_INFORMATION PROVIDED_:
********
PR #1882, opened 2020-11-05
Support compression in Http data portal channel

### LINKED ISSUE #1881: Add code to support compression in the Http data portal channel
The data portal Http channel (HttpProxy and HttpPortalController) should be enhanced to support compression.

These changes shouldn't have an impact unless compression is configured in the web server startup code.

As per https://github.com/MarimerLLC/csla/discussions/1694

BlagoCuljak:
Closes #1881

### DIFF
--- a/Samples/ProjectTracker/ProjectTracker.AppServerCore/Startup.cs
+++ b/Samples/ProjectTracker/ProjectTracker.AppServerCore/Startup.cs
@@ -6,6 +6,9 @@ using Csla.Configuration;
 using Microsoft.Extensions.Hosting;
 using Microsoft.AspNetCore.Server.Kestrel.Core;
 using ProjectTracker.Configuration;
+//using Microsoft.AspNetCore.ResponseCompression;
+//using System.IO.Compression;
+//using System.Linq;
 
 namespace ProjectTracker.AppServerCore
 {
@@ -22,6 +25,20 @@ namespace ProjectTracker.AppServerCore
     // This method gets called by the runtime. Use this method to add services to the container.
     public void ConfigureServices(IServiceCollection services)
     {
+      //services.AddResponseCompression(options =>
+
+      //{
+
+      //  options.Providers.Add<GzipCompressionProvider>();
+      //  options.Providers.Add<BrotliCompressionProvider>();
+      //  options.MimeTypes =
+      //      ResponseCompressionDefaults.MimeTypes.Concat(
+      //          new[] { "application/*", "text/*" });
+      //});
+      //services.Configure<GzipCompressionProviderOptions>(options =>
+      //{
+      //  options.Level = CompressionLevel.Fastest;
+      //});
       services.AddCors(options =>
       {
         options.AddPolicy(BlazorClientPolicy,
@@ -57,6 +74,7 @@ namespace ProjectTracker.AppServerCore
     // This method gets called by the runtime. Use this method to configure the HTTP request pipeline.
     public void Configure(IApplicationBuilder app, IWebHostEnvironment env)
     {
+      //app.UseResponseCompression();
       if (env.IsDevelopment())
       {
         app.UseDeveloperExceptionPage();
--- a/Samples/ProjectTracker/ProjectTracker.AppServerCore/Startup.cs
+++ b/Samples/ProjectTracker/ProjectTracker.AppServerCore/Startup.cs
@@ -6,9 +6,9 @@ using Csla.Configuration;
 using Microsoft.Extensions.Hosting;
 using Microsoft.AspNetCore.Server.Kestrel.Core;
 using ProjectTracker.Configuration;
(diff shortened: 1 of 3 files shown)


Samples/ProjectTracker/ProjectTracker.AppServerCore/Startup.cs
```diff
@@ -6,6 +6,9 @@
 using Microsoft.Extensions.Hosting;
 using Microsoft.AspNetCore.Server.Kestrel.Core;
 using ProjectTracker.Configuration;
+//using Microsoft.AspNetCore.ResponseCompression;
```
rockfordlhotka, line 9: I think I'd rather just turn on compression in ProjectTracker rather than leaving these as comments. Might as well directly show folks the "right way" to set this up?

Source/Csla.Web.Mvc.Shared/Server/Hosts/HttpPortalController.cs
```diff
@@ -173,6 +173,8 @@ private async Task InvokePortal(string operation, Stream requestStream, Stream r
       var serializer = new MobileFormatter();
       var result = new HttpResponse();
       HttpErrorInfo errorData = null;
+      Response.Headers.Add("Content-type", "application/octet-stream,text/html,application/xhtml+xml,application/xml;q=0.9,image/avif,image/webp,image/apng,*/*;q=0.8,application/signed-exchange;v=b3;q=0.9");
```
rockfordlhotka, line 176: Does this apply if the use-text-serialization flag is set for Blazor? In that case the byte stream MUST BE just text, because of limitations of webassembly.

rockfordlhotka (changes requested):

rockfordlhotka:
Thank you for the PR @BlagoCuljak! I have done:

1. Updated the PR title
1. Updated the PR description to indicate it is linked to the issue and should close it
1. Started a review with a couple questions/comments - please provide your thoughts or updates

It is great to have you on the contributor team!

Samples/ProjectTracker/ProjectTracker.AppServerCore/Startup.cs
BlagoCuljak: If you're about to do that, then installing Microsoft.AspNetCore.ResponseCompression is a must. I didn't include it in PR.

Source/Csla.Web.Mvc.Shared/Server/Hosts/HttpPortalController.cs
BlagoCuljak: As far I have seen Blazor on requests adds all of these types.

And if our header response is not matched, that data will not be displayed.

I remember when I only had headers with Content type application-octet-stream, with no compression, Blazor did not work at all.

I will double check webasembly in the morning, to match all the headers.

Samples/ProjectTracker/ProjectTracker.AppServerCore/Startup.cs
rockfordlhotka: That needs to be a dependency added to the app server? Also to the various client projects?

Source/Csla.Web.Mvc.Shared/Server/Hosts/HttpPortalController.cs
rockfordlhotka: Thank you. It is Blazor WebAssembly that I'm concerned about.

Samples/ProjectTracker/ProjectTracker.AppServerCore/Startup.cs
BlagoCuljak: No, just add NuGet Microsoft.AspNetCore.ResponseCompression to AppServerCore.

I will do another PR today.

Source/Csla.Web.Mvc.Shared/Server/Hosts/HttpPortalController.cs
BlagoCuljak: Hi Rocky, I have tested WebAssembly and it should work, it accepts all headers, and don't see any reason why it should not work.
client


However, making prerelease 5.4 would make my testing whole lot simpler.  I don't think we will break anyone's installation, and we can make the proper ProjectTracker/CSLA adjustments for production version.

Samples/ProjectTracker/ProjectTracker.AppServerCore/Startup.cs
rockfordlhotka: I see where you uncommented the code, but not where the nuget package was added to the appservercore csproj file.

BlagoCuljak: Well, I guess you are right, the package was not needed. I remember adding it to my project (not the project tracker).

This seems fine as is.

PR #1926, opened 2020-11-30
Use binary/compression only if UseTextSerialization is false

### LINKED ISSUE #1925: Http compression throws an exception in Blazor client code (dotnet 5)
When attempting to invoke the data portal via the `HttpProxy` a `PlatformNotSupportedException` is thrown when interacting with the compression API calls added as part of #1881 

It is necessary to figure out which calls are causing this exception and ensure they aren't invoked when the `HttpProxy` is running in the wasm client context.

rockfordlhotka:
Closes #1925 Use binary/compression only if UseTextSerialization is false

### DIFF
--- a/NuGet/Definition/WPF.NuSpec
+++ b/NuGet/Definition/WPF.NuSpec
@@ -37,7 +37,7 @@ Supports the creation of WPF applications.
         <dependency id="Microsoft.Extensions.Hosting" version="3.1.9" />
         <dependency id="Microsoft.Extensions.Hosting.Abstractions" version="3.1.9" />
       </group>
-      <group targetFramework="net5.0-windows10.0.19041">
+      <group targetFramework="net5.0-windows10.0.19041.0">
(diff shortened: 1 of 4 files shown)


rockfordlhotka:
@BlagoCuljak I also think the list of items for the binary headers is too extensive. Surely they don't all apply to a proprietary binary steam?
********
_WHAT IS REQUIRED_: Gather each line in the data that holds the string "NuSpec".

_REPLY TO THE EXERCISE_:
--- a/NuGet/Definition/WPF.NuSpec
+++ b/NuGet/Definition/WPF.NuSpec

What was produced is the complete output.